----- Entries provided

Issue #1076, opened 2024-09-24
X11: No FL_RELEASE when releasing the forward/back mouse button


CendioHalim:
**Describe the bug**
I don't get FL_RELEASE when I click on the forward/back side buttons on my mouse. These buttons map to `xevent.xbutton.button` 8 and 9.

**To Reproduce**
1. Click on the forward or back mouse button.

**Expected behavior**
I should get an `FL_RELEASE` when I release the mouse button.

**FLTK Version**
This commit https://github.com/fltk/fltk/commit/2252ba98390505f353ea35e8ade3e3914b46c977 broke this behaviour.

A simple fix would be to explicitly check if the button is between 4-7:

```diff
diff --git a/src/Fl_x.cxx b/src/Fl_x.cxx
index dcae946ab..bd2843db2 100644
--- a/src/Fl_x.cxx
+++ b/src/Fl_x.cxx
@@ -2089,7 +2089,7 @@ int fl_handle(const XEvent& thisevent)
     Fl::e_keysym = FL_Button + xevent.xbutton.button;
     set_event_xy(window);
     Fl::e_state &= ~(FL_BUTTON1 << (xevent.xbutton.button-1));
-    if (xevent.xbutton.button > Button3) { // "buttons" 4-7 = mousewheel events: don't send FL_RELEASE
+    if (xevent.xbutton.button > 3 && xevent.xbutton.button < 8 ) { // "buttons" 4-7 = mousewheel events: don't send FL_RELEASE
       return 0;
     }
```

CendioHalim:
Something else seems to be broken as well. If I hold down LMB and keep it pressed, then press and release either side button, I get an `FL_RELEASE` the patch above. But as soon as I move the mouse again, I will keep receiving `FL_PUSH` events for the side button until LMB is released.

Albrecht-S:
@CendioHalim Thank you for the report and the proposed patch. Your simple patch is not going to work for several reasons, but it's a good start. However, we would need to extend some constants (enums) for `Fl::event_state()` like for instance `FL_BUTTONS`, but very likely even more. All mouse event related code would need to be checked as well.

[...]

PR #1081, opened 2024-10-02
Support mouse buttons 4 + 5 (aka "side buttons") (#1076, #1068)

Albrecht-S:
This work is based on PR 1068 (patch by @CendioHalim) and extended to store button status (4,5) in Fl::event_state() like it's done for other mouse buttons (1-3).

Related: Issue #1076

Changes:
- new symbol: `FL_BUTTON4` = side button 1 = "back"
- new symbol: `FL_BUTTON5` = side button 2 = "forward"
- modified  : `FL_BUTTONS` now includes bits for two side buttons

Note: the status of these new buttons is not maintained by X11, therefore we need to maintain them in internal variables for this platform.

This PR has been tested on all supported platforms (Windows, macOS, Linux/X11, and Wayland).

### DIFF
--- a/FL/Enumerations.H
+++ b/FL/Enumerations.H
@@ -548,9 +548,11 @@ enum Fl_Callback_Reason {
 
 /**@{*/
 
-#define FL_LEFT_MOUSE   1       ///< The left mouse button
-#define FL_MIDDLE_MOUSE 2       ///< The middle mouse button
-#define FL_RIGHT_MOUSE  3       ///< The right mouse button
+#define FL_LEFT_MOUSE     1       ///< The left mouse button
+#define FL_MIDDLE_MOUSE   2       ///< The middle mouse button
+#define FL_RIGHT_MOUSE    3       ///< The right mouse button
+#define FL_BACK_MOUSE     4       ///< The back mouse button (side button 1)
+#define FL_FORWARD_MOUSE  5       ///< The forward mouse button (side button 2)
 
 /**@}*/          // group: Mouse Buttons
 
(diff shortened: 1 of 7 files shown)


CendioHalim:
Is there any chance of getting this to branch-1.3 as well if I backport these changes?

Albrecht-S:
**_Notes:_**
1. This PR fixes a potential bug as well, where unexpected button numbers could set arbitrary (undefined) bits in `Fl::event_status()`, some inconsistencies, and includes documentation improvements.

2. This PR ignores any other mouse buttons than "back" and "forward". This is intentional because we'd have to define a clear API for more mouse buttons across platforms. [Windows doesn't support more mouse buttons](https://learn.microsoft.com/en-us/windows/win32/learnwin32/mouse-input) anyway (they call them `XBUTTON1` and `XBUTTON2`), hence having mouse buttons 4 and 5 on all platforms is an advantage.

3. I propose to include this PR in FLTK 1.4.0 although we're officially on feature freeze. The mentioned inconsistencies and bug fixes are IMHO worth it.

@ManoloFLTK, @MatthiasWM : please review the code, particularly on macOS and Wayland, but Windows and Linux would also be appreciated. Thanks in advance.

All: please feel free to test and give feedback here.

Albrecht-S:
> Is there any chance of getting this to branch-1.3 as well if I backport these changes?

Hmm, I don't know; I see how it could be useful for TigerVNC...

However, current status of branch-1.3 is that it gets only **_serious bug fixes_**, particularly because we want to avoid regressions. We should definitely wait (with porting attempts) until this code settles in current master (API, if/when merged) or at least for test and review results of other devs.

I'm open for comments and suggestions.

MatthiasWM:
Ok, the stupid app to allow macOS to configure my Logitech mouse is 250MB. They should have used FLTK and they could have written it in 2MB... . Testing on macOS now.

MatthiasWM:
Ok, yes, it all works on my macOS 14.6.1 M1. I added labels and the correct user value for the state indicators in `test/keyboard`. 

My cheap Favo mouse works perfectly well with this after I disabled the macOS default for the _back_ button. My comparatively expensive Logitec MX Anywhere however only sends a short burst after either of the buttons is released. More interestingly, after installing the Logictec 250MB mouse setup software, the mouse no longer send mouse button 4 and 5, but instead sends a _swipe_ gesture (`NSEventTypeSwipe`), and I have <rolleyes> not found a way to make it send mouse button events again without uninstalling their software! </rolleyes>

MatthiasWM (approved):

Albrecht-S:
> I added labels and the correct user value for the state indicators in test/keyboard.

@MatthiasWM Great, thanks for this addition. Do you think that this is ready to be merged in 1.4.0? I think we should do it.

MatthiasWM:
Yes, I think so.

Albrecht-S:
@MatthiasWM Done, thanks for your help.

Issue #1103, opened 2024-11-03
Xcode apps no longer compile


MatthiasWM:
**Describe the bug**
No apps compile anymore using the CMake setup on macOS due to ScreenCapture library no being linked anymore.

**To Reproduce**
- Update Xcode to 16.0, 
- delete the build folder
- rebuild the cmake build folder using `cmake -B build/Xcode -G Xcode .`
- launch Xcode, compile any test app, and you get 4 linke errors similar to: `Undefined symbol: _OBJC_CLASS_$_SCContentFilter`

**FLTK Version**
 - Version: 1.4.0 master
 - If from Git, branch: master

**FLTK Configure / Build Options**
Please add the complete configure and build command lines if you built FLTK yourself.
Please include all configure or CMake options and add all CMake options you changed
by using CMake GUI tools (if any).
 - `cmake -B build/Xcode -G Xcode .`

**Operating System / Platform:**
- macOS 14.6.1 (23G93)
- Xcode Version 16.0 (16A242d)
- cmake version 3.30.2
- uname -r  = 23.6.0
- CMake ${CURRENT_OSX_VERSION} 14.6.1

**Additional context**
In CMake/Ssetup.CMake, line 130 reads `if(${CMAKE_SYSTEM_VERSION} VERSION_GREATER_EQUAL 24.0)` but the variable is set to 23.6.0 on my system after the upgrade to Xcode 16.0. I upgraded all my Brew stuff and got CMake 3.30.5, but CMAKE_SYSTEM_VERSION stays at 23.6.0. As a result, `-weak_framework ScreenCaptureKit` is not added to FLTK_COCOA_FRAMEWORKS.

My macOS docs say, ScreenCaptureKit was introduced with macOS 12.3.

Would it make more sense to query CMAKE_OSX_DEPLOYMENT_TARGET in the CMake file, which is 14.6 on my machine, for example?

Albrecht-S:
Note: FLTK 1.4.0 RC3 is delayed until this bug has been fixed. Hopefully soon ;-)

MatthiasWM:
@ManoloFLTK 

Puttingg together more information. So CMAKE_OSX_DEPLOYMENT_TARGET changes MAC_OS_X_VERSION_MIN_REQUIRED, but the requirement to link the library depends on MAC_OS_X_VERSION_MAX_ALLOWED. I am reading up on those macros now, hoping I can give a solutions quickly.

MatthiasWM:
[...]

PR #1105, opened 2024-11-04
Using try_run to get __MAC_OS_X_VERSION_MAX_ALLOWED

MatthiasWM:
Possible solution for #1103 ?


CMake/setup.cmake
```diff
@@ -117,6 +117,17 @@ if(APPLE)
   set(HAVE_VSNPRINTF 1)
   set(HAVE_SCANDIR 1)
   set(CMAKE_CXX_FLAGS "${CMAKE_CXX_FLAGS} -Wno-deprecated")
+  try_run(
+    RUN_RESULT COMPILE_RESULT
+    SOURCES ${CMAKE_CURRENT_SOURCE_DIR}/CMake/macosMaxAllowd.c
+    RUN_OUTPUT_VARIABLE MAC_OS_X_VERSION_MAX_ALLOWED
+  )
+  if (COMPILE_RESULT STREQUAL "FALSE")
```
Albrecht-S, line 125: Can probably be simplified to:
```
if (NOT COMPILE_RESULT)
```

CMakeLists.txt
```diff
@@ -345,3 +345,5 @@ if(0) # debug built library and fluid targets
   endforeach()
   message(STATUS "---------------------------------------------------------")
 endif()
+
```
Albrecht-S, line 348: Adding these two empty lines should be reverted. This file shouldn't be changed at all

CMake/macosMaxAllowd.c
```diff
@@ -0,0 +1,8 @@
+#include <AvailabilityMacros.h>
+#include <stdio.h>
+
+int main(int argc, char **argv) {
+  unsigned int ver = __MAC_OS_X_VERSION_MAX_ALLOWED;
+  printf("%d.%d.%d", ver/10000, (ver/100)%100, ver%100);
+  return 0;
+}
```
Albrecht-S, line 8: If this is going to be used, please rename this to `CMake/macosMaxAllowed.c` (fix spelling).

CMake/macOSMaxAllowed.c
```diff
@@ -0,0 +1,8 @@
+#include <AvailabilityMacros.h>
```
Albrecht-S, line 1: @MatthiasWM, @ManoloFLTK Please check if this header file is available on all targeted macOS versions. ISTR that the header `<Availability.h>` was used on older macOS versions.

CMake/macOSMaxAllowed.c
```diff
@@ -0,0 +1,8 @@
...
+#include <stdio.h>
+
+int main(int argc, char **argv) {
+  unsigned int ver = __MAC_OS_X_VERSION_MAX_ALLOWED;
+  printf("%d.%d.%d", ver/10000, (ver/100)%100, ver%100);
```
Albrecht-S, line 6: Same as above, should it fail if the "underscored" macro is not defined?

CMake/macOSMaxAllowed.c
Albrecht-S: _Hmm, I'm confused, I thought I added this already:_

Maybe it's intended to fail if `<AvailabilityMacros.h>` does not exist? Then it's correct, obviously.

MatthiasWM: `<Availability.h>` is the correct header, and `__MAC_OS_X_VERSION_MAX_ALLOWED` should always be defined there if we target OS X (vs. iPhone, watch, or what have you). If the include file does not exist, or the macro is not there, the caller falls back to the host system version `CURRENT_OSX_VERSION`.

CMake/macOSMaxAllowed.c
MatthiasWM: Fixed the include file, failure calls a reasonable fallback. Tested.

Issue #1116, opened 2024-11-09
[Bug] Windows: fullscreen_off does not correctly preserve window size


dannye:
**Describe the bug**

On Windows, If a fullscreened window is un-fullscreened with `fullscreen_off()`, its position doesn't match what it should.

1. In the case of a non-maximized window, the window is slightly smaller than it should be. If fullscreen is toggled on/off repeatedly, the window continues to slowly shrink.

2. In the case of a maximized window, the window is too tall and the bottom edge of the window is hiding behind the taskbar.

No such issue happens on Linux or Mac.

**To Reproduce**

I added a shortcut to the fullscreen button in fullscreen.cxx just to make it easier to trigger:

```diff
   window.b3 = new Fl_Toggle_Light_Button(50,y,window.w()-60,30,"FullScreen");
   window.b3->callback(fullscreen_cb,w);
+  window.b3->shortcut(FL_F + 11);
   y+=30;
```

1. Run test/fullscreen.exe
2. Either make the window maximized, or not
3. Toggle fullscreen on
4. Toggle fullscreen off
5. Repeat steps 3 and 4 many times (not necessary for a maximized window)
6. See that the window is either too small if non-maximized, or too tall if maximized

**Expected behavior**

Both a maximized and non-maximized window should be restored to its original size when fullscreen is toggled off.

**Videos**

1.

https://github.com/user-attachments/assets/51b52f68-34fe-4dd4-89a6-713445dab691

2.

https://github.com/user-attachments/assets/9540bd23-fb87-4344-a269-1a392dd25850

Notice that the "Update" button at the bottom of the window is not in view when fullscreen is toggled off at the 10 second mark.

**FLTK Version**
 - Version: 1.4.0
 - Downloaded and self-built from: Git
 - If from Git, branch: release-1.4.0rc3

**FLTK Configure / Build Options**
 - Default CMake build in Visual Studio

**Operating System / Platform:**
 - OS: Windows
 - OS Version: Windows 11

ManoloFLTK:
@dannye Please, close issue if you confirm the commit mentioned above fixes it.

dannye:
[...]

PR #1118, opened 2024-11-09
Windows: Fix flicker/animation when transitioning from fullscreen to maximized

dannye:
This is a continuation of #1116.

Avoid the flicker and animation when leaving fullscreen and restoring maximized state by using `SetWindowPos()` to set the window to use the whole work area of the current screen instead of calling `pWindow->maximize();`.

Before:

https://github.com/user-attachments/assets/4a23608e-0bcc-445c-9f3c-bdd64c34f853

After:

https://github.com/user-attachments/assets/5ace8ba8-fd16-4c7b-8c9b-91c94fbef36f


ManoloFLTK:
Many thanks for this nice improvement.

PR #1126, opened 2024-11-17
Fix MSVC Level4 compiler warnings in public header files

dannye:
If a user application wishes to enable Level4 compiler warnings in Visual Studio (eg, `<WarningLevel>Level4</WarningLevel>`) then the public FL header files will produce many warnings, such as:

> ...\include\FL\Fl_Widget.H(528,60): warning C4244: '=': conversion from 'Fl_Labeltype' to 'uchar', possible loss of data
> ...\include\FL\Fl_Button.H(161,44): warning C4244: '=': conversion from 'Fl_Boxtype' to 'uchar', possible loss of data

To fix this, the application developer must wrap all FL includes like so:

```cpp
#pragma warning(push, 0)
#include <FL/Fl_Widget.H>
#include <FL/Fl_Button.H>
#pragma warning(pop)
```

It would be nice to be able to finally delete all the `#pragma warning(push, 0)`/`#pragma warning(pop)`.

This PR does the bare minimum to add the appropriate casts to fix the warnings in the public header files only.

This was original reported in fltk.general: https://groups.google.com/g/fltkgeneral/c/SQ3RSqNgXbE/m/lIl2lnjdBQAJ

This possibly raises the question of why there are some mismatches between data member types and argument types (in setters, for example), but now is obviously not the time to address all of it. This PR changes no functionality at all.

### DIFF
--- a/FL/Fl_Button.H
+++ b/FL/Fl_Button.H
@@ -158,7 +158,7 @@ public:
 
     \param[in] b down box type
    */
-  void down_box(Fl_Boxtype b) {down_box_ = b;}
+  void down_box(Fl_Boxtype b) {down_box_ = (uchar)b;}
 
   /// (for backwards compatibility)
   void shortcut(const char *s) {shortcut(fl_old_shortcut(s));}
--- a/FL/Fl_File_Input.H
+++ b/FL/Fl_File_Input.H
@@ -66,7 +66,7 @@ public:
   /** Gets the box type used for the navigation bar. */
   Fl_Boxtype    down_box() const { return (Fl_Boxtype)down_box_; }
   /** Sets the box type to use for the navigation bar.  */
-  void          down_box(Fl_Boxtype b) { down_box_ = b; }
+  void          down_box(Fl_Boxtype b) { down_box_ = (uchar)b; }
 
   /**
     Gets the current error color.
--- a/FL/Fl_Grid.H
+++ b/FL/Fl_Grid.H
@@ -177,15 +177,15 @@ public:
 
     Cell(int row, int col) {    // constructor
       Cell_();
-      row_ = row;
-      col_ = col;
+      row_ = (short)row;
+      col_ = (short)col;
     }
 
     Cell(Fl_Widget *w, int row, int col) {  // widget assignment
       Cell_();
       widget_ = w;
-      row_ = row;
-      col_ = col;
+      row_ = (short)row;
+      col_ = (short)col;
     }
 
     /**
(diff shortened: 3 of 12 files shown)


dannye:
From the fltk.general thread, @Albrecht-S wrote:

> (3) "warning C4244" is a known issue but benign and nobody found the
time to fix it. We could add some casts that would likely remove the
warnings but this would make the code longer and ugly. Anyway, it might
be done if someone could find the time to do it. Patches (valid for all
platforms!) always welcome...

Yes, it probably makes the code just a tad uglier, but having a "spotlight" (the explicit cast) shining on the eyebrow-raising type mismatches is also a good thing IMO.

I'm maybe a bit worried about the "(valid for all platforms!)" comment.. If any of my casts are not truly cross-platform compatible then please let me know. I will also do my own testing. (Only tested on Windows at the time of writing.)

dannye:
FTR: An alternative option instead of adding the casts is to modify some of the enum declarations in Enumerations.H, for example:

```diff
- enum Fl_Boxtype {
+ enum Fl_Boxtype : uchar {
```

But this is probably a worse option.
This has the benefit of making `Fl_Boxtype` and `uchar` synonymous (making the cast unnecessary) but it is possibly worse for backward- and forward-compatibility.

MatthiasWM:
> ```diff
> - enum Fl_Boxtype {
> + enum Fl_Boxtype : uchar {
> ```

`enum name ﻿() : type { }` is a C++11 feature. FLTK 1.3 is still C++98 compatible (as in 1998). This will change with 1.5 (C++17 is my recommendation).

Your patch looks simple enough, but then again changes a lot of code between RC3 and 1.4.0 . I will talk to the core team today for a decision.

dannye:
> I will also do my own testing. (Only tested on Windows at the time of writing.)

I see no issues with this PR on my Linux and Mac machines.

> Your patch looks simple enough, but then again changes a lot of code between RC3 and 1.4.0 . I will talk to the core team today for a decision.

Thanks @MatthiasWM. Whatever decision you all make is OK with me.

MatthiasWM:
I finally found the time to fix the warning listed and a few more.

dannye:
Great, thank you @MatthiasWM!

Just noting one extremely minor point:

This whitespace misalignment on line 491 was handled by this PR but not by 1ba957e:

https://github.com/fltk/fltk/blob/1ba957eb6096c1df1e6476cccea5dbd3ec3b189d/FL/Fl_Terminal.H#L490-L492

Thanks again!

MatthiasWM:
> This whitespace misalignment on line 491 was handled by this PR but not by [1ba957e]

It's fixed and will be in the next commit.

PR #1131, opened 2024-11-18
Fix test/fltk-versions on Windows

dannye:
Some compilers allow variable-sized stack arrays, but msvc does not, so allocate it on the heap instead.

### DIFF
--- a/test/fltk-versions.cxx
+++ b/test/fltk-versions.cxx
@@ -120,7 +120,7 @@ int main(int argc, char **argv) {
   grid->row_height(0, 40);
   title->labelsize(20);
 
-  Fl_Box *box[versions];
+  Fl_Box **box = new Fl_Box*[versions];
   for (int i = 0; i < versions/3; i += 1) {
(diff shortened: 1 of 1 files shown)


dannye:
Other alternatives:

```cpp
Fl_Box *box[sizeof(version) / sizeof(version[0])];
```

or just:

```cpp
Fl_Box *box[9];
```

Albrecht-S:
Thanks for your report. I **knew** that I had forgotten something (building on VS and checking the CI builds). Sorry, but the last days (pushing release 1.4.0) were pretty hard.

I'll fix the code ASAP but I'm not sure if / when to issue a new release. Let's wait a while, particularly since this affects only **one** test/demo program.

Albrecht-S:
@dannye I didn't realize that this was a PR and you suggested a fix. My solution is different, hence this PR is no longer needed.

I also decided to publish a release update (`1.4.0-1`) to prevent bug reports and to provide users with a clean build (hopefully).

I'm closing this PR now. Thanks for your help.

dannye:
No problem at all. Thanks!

----------

**Activity:** Copy, from the material, each line that holds the string "nice".

**Solved problem:**
Many thanks for this nice improvement.
It would be nice to be able to finally delete all the `#pragma warning(push, 0)`/`#pragma warning(pop)`.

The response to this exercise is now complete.